--- Available records Enclosed Below ---

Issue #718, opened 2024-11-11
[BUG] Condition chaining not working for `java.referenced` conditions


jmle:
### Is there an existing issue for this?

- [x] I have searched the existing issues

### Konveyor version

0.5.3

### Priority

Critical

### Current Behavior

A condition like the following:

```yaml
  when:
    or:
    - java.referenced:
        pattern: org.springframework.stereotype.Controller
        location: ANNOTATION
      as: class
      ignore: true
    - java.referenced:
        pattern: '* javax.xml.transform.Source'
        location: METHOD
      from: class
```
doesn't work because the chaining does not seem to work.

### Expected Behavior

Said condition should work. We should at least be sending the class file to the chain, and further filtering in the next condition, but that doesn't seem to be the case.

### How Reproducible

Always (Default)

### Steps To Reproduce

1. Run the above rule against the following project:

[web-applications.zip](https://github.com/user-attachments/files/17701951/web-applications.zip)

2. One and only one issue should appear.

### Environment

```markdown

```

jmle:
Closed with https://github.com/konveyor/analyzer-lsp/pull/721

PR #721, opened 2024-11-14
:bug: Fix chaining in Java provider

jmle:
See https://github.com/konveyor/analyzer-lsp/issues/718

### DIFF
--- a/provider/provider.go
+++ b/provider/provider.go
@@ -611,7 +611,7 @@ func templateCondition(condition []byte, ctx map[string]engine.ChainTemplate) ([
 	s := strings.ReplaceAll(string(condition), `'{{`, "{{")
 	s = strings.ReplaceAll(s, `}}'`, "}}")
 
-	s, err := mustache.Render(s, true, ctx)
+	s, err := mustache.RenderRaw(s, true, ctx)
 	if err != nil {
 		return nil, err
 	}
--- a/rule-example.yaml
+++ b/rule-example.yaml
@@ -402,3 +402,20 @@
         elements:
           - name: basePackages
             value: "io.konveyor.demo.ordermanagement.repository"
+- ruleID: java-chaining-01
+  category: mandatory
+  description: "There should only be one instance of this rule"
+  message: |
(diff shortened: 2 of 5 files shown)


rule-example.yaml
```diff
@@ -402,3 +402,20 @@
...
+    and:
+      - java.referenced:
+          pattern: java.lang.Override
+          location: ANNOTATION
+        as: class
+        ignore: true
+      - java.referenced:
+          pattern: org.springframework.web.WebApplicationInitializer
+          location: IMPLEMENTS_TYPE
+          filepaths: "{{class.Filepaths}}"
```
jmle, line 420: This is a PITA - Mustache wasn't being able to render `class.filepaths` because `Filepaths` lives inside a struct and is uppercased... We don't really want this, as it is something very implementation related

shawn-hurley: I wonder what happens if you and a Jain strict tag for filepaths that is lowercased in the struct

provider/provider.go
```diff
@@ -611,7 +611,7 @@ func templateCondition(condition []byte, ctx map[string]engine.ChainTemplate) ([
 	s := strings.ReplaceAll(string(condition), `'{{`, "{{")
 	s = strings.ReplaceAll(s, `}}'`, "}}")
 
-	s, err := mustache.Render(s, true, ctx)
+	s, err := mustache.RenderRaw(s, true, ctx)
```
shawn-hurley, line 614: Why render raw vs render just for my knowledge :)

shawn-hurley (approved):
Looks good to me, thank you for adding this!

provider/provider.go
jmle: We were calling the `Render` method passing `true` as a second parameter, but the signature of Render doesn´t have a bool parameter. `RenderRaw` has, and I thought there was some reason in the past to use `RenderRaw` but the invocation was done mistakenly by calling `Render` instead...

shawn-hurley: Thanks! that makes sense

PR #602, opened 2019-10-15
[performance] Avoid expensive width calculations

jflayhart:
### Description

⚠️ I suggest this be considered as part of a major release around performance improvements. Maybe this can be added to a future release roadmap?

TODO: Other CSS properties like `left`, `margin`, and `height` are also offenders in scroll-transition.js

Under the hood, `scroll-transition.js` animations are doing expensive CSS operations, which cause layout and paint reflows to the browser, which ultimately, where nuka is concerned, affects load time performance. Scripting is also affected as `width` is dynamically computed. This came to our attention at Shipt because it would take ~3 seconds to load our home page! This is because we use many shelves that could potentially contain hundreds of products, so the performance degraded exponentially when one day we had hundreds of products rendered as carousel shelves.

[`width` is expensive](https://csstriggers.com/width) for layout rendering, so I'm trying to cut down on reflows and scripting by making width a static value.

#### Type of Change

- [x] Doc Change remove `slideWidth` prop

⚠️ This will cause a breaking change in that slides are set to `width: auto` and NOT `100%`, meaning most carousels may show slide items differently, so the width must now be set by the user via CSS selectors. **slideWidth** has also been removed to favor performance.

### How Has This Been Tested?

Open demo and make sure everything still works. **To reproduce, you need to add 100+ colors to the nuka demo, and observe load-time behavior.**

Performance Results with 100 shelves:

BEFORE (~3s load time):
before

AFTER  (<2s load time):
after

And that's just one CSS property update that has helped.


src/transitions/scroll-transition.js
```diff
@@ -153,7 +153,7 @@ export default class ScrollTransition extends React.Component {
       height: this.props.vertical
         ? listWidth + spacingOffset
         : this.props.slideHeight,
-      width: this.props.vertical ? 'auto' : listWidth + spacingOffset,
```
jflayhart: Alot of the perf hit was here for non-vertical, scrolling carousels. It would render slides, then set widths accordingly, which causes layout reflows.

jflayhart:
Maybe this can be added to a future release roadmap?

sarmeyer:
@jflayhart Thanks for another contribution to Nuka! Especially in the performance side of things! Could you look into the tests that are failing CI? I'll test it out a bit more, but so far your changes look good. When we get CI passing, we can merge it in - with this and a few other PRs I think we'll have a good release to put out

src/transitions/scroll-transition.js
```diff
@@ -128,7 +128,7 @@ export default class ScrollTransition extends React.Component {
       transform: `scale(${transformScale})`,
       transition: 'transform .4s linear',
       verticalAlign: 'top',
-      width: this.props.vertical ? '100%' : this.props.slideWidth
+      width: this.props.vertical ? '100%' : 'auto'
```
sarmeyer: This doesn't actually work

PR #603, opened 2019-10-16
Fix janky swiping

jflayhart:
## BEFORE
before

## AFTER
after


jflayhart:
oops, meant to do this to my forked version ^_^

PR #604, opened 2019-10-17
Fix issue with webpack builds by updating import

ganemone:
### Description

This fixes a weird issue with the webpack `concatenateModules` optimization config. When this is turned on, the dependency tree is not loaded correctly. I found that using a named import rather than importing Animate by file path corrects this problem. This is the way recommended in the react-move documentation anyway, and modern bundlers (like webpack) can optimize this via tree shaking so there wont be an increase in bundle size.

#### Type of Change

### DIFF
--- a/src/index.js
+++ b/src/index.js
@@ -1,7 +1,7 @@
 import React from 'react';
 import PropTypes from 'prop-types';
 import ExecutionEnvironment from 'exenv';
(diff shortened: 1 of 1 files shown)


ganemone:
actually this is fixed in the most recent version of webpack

--- End of Enclosed Available records ---
--- Available records Enclosed Below ---

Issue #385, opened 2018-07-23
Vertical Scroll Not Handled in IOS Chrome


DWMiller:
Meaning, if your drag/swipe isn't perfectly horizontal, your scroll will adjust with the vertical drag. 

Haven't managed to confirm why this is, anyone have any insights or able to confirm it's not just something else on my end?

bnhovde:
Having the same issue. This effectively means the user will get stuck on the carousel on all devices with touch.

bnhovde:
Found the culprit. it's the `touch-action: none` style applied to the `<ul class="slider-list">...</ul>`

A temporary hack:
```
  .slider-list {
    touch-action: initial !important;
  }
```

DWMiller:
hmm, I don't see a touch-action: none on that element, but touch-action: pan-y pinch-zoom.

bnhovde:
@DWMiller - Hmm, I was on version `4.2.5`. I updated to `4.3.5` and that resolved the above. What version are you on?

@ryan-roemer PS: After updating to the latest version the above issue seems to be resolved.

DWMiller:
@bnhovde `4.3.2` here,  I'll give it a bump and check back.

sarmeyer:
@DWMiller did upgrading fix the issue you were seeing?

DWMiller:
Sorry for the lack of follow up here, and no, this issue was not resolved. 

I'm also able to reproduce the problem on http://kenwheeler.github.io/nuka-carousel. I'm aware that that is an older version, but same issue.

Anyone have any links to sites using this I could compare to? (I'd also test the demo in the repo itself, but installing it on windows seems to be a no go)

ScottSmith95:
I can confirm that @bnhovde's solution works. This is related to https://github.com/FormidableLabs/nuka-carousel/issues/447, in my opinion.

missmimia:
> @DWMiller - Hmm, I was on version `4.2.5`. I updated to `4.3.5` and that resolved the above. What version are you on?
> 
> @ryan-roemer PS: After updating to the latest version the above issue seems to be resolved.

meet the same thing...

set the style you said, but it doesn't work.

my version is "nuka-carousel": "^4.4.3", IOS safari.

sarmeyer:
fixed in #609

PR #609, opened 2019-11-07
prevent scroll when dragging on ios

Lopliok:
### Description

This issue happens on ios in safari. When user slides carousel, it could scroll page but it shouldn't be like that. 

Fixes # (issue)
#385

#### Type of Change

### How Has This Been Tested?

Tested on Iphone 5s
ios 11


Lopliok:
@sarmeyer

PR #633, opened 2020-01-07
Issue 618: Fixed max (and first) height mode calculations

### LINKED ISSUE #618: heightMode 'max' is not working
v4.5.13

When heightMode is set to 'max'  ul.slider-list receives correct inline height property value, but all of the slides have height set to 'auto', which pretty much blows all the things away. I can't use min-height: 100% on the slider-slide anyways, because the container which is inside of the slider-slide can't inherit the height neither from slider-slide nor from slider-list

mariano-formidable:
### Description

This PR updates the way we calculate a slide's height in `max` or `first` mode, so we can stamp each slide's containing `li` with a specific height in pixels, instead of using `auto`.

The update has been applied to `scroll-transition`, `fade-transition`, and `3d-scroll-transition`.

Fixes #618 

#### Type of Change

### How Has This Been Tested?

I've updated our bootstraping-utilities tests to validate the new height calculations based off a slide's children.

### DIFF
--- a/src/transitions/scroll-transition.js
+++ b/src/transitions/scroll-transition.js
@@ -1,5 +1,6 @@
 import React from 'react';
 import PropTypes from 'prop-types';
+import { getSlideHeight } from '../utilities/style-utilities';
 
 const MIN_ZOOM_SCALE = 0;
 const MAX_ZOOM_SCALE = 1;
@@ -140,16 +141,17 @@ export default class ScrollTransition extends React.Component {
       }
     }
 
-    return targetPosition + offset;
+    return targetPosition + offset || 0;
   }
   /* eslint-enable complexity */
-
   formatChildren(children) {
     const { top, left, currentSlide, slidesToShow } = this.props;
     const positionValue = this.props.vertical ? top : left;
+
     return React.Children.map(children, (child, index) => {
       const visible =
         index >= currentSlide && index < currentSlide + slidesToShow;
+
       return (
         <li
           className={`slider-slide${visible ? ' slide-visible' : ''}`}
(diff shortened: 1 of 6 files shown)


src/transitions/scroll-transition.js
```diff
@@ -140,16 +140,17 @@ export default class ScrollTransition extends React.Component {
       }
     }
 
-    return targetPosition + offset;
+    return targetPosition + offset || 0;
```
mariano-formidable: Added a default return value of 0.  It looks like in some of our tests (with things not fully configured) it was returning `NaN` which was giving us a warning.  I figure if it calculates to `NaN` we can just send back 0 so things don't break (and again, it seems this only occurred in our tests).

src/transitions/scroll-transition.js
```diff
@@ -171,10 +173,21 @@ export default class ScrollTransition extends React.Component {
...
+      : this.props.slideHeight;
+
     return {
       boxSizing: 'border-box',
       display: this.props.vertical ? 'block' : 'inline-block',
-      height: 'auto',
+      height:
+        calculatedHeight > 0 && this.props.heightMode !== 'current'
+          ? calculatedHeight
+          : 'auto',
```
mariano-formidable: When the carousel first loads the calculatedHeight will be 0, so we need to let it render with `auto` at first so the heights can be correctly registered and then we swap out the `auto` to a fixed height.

--- End of Enclosed Available records ---
--- Available records Enclosed Below ---

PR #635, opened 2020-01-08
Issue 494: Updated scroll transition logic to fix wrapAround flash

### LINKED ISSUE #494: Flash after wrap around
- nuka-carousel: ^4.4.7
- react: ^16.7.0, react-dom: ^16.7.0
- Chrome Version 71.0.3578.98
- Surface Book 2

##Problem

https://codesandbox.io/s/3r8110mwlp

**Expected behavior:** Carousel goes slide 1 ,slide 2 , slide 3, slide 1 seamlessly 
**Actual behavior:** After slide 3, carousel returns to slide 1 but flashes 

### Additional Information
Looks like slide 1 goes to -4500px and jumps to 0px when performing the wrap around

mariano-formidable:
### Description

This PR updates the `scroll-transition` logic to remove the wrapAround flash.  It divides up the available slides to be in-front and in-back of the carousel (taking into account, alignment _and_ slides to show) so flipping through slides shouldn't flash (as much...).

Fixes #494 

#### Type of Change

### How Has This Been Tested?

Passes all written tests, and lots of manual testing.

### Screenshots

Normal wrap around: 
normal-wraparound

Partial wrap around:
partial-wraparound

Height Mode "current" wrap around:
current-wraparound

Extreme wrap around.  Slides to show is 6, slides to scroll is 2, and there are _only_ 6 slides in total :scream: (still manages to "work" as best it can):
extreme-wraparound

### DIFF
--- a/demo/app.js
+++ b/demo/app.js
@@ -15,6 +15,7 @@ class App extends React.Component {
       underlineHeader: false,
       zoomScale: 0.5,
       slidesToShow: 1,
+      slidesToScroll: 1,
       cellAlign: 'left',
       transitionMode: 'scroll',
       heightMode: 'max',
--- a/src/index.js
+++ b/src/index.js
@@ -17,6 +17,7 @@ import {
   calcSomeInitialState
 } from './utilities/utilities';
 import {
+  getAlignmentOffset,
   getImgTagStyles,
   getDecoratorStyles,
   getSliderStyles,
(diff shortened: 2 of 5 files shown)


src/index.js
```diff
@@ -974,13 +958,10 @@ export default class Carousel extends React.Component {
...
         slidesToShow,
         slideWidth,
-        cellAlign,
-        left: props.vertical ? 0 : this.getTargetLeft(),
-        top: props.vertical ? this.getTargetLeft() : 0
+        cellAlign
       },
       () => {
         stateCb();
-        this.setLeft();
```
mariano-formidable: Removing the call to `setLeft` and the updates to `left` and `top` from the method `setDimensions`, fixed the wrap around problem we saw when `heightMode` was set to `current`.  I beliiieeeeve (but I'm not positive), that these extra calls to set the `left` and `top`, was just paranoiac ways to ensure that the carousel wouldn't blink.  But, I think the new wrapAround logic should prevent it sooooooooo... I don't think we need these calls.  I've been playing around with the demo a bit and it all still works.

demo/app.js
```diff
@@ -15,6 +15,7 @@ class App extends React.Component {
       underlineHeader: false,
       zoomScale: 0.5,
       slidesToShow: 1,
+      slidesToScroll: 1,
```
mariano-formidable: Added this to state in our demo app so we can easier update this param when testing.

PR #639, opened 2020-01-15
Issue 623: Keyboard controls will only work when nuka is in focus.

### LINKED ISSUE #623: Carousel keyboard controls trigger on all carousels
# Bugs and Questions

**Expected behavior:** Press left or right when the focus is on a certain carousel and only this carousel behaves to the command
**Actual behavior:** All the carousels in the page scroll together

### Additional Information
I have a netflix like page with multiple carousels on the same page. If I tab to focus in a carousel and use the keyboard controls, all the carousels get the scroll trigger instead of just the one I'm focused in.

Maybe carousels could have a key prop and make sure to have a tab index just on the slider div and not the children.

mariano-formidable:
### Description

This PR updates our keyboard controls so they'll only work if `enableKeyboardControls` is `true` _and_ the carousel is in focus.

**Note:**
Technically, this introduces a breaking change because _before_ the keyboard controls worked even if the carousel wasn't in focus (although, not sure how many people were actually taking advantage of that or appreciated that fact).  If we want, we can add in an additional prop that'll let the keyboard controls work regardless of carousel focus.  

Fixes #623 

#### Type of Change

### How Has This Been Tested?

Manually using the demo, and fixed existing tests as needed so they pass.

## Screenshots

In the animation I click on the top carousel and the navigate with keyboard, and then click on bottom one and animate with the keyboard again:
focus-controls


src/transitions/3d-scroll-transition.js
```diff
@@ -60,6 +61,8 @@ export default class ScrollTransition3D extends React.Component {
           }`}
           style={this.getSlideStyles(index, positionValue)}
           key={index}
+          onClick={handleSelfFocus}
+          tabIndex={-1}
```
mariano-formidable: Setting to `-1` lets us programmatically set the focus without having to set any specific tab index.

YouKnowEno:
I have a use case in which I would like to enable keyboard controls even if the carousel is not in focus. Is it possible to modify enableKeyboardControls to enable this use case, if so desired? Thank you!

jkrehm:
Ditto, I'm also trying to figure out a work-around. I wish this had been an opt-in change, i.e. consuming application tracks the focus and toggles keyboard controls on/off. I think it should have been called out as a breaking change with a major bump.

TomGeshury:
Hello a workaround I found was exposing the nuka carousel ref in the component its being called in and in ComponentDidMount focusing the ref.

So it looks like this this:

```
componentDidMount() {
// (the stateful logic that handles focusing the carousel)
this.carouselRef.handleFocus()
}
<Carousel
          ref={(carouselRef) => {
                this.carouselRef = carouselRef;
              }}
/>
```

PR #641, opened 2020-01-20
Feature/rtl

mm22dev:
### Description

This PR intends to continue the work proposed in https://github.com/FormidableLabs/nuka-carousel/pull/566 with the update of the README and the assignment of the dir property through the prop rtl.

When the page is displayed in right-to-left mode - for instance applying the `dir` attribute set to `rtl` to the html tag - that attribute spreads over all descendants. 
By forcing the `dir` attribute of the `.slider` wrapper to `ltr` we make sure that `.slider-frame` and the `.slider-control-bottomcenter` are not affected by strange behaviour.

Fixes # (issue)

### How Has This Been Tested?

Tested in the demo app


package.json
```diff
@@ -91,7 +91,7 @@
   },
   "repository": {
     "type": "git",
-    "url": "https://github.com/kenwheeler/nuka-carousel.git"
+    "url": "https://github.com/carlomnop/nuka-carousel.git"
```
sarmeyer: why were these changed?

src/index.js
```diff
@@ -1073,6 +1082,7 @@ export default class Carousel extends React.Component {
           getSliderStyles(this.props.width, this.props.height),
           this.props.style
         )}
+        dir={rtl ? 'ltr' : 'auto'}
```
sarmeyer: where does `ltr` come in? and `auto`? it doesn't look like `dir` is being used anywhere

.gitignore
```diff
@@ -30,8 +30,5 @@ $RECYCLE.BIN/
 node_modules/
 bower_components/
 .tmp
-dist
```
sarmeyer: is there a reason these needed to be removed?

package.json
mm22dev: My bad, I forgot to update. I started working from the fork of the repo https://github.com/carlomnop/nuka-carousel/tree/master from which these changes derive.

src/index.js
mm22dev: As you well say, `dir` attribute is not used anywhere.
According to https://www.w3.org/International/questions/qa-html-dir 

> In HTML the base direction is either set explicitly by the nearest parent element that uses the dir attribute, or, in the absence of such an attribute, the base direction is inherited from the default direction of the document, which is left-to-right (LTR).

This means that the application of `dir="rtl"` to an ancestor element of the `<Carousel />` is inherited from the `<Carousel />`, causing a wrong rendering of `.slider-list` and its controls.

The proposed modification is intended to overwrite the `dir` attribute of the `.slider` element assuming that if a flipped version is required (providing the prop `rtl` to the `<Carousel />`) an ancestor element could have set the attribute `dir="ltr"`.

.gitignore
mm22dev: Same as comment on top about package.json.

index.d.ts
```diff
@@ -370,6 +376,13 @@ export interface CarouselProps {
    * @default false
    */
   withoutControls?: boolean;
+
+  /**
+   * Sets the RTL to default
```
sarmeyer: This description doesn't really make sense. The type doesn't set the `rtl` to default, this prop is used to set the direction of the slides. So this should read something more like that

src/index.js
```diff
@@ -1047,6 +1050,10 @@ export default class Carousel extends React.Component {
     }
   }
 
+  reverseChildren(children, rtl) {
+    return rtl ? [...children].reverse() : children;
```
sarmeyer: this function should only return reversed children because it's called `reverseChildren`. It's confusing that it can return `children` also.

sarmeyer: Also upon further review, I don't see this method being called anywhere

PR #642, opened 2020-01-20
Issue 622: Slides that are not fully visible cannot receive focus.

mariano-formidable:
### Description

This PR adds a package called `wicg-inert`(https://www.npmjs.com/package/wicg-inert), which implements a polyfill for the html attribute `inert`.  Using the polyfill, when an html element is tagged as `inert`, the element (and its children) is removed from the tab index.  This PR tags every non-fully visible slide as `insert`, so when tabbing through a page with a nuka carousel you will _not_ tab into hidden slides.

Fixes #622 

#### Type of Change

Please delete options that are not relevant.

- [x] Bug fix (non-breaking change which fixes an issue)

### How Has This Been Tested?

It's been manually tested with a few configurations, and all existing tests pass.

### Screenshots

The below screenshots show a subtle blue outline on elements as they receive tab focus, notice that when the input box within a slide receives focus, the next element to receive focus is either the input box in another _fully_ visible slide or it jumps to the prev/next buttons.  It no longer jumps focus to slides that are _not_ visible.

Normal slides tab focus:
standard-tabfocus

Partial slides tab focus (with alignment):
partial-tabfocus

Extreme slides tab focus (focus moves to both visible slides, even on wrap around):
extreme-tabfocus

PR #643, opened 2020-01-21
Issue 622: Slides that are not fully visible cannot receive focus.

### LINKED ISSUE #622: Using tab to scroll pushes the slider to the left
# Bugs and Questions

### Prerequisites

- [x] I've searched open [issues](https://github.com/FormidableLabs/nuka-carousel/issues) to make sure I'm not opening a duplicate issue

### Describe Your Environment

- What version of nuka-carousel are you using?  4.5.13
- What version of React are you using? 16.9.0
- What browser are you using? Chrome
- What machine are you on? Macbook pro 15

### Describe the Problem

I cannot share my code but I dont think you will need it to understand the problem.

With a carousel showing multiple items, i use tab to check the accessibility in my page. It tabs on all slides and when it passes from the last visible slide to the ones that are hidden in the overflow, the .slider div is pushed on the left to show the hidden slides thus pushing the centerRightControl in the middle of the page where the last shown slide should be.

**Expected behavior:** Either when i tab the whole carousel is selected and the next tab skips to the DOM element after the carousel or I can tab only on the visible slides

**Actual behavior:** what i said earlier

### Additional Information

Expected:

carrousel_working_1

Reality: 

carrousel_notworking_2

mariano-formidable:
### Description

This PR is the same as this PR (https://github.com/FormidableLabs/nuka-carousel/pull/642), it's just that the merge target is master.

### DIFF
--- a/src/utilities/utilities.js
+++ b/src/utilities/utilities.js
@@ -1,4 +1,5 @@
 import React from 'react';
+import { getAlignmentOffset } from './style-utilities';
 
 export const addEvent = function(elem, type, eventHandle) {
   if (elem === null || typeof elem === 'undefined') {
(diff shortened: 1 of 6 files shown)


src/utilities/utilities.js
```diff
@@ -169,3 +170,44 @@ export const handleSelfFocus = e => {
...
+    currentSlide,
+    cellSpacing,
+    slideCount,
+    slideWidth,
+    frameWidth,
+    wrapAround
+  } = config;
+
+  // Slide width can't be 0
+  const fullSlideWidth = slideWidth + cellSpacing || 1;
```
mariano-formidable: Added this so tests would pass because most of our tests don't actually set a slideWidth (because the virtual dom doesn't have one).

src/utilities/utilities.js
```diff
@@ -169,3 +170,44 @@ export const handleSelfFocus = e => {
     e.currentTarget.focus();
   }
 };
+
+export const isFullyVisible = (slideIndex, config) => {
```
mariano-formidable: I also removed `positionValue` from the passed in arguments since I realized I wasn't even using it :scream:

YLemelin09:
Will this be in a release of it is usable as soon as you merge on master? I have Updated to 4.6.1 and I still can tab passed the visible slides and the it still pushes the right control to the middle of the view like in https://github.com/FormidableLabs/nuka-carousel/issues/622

--- End of Enclosed Available records ---

What this task involves: Every line of the listing that includes "getSliderStyles" must be shown.

Solution to this problem:
   getSliderStyles,
           getSliderStyles(this.props.width, this.props.height),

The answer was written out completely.